[squeak-dev] Re: The future of Squeak & Pharo (was Re: [Pharo-project] [ANN] Pharo MIT license clean)

Philippe Marschall philippe.marschall at gmail.com
Mon Jun 29 19:08:55 UTC 2009


2009/6/29 Yoshiki Ohshima <yoshiki at vpri.org>:
> At Mon, 29 Jun 2009 00:38:16 -0700,
> Andreas Raab wrote:
>>
>> Yoshiki Ohshima wrote:
>> >   Yeah, but insisting to use #= to do it seems to be a wrong goal
>> > Define seasideEqual: and use it elsewhere would be better.
>>
>> You'd have to change too many places for this to be feasible. For
>> example, consider Set and Dictionary operations which may have to be
>> changed in this process.
>
>  Right.  And Phillippe can strip the leading char when he wants.

That's what we try do and it's such a pain. We'd have to do it for
every sting that we get from anywhere. At which point string handling
in Smalltalk is harder than in C and has similar pitfalls.

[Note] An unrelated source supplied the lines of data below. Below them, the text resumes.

Issue #5610, opened 2024-11-14
Invert Image inverts the alpha channel


mnpenner:
### Expected Behavior

![image](https://github.com/user-attachments/assets/865f454c-5d1c-4dd0-9743-a40044f13929)

### Actual Behavior

![image](https://github.com/user-attachments/assets/4dd32ab6-0d88-46c9-92e8-5f56e41f09f3)

### Steps to Reproduce

Invert an image with an alpha channel

### Debug Logs

```powershell
N/A
```

### Other

https://github.com/comfyanonymous/ComfyUI/blob/3b9a6cf2b11094f92228b121c6a0d466ba5d5246/nodes.py#L1728-L1741

Here's the corrected image inversion w/ the help of ChatGPT:

```py
def invert_image(tensor: torch.Tensor):
    """
    Invert RGB values in a tensor image, preserving the alpha channel if present.
    Handles both [B, H, W, C] and [H, W, C] shapes.

    Args:
        tensor (torch.Tensor): Input tensor image. Shape: [B, H, W, C] or [H, W, C].

    Returns:
        torch.Tensor: Inverted tensor image.
    """
    # Ensure tensor has at least 4 dimensions (batch dimension)
    is_single_image = len(tensor.shape) == 3
    if is_single_image:
        # Add batch dimension: [H, W, C] -> [1, H, W, C]
        tensor = tensor.unsqueeze(0)

    # Separate RGB and Alpha channels
    rgb = tensor[..., :3]  # First three channels (R, G, B)
    # Alpha channel if present
    alpha = tensor[..., 3:] if tensor.shape[-1] > 3 else None

    # Invert RGB channels
    inverted_rgb = 1 - rgb

    # Combine inverted RGB with original Alpha channel if present
    if alpha is not None:
        inverted_tensor = torch.cat((inverted_rgb, alpha), dim=-1)
    else:
        inverted_tensor = inverted_rgb

    # Remove batch dimension if input was a single image
    if is_single_image:
        inverted_tensor = inverted_tensor.squeeze(0)

    return inverted_tensor
```

ltdrdata:
Originally, ComfyUI handles alpha channels separately as masks and doesn't deal with them directly.

However, since features handling alpha channels have been increasing recently, it might be good to consider this aspect as well.

I'm not sure if it's the right approach to avoid inverting the alpha channel unconditionally.

I think this needs discussion.
[...]

PR #15630, opened 2026-08-15
Fix Quantize Image on images with an alpha channel

christian-byrne:

---

## Problem

`ImageQuantize` raises on any 4-channel RGBA input:

```
RuntimeError: The expanded size of the tensor (4) must match the existing size (3)
at non-singleton dimension 2.  Target sizes: [8, 8, 4].  Tensor sizes: [8, 8, 3]
```

The result buffer is allocated from the input shape:

```python
batch_size, height, width, _ = image.shape
result = torch.zeros_like(image)        # 4 channels wide for RGBA
...
result[b] = quantized_array             # but this is always 3 channels
```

>> >> And we have to map characters to bytes and bytes to characters.
>> >
>> >   Everybody does.  Not sure why it is relevant.
>>
>> Because a simple conversion like squeakToUtf8/utf8ToSqueak is not
>> lossless anymore. The problem is that Unicode is Unicode is Unicode ;-)
>> You can either use it and live with its shortcomings or you can write
>> something completely different. But as soon as one tries to redefine it
>> partially it leads to problems since there are too many surrounding
>> assumptions.
>
>  From another POV, the communication with outside world was
> secondary.

No kidding, I noted.

> The .changes in in UTF-8 but has the additional
> information always so it is lossless.
>
>> >> I agree but you don't know how often I have gotten this answer when I
>> >> suggested to simply drop #leadingChar.
>> >
>> >   Maybe you get the answer often because it makes sense?  I wrote this
>> > a few times in last some years but if the goal is to make a
>> > comprehensible personal computer environment, some information is
>> > needed more than Unicode code points provides.
>>
>> Yes, but it is not clear whether that information belongs into the
>> string itself or in its surrounding context. The argument that a
>> language should be part of the string itself can certainly be made but
>> it neglects the necessity of interacting with the outside world. And in
>> the outside world (meaning Unicode) the language tag isn't part of the
>> string but rather part of the context. Consequently, I think that Squeak
>> should follow similar semantics (imperfect as that may be for some uses)
>> and have language information associated with class Text (i.e., a text
>> attribute) not with class Character (leadingChar).
>
>  I should say I've been agreeing with it for a while, but it also is
> a huge unstabilier to the existing system.  Now Pharo people may be
> able to leap the gap, if they like.

I totally see the need to know the language of text to render. But the
character is the wrong place to store it, seriously.